*** Block opens ***
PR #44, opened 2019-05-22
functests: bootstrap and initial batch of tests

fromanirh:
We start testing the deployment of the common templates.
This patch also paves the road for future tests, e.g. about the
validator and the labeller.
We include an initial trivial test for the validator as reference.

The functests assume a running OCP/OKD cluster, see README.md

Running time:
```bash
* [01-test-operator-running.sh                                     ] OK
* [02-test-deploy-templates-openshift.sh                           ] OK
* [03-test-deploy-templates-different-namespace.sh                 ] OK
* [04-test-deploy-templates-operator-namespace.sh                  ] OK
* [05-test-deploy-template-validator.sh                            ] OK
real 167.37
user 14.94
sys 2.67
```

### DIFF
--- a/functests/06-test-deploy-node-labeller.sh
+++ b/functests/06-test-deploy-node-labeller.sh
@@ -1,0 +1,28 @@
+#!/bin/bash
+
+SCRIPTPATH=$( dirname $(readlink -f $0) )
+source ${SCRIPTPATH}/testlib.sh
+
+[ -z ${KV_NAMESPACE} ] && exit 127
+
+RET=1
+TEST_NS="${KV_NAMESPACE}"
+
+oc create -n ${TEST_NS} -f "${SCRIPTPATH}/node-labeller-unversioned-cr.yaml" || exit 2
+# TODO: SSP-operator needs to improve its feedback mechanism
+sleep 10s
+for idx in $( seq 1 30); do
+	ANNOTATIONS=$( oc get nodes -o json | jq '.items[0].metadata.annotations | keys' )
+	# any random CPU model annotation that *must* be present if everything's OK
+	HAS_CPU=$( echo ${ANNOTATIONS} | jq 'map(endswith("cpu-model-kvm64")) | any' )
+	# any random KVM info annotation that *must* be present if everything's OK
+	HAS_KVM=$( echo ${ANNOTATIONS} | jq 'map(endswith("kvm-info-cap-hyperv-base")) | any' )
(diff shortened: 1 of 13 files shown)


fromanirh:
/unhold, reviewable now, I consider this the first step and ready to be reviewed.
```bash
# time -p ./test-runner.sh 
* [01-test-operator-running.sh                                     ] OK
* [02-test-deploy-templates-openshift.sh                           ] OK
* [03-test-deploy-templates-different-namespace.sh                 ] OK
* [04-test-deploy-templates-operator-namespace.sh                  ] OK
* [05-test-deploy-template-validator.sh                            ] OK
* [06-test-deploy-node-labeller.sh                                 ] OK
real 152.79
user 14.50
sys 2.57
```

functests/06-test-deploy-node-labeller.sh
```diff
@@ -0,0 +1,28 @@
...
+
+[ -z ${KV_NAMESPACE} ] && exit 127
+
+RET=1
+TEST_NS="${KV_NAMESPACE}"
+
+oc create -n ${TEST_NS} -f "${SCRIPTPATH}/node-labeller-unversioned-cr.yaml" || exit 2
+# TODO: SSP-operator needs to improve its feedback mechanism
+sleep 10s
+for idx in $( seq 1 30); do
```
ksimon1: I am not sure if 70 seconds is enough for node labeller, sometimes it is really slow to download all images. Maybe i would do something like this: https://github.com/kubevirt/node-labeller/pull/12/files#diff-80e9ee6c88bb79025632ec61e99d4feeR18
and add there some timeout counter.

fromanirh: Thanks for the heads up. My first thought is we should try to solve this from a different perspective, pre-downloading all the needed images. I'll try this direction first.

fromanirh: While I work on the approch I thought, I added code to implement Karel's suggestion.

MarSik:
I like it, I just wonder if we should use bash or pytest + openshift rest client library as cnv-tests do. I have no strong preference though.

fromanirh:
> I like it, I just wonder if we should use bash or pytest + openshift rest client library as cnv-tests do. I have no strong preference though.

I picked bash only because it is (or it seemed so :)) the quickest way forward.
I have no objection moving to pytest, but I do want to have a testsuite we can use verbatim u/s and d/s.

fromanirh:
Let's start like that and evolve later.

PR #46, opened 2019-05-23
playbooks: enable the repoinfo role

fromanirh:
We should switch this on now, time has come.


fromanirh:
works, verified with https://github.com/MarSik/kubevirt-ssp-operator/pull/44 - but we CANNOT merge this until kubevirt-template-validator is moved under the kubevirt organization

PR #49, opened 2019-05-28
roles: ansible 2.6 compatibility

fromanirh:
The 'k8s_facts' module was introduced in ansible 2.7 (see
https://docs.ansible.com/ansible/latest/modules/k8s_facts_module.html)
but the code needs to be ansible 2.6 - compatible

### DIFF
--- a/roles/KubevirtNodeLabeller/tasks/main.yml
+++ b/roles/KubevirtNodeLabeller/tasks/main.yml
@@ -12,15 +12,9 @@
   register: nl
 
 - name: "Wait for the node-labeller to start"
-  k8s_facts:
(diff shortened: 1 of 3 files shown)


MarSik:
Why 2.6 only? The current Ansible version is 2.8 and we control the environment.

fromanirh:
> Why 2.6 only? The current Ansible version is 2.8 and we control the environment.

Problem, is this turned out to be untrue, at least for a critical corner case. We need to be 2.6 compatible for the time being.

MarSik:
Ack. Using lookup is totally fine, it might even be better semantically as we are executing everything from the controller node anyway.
*** Block closes ***
Which lines of the records above contain the word "client"? Copy each of them.

I like it, I just wonder if we should use bash or pytest + openshift rest client library as cnv-tests do. I have no strong preference though.
> I like it, I just wonder if we should use bash or pytest + openshift rest client library as cnv-tests do. I have no strong preference though.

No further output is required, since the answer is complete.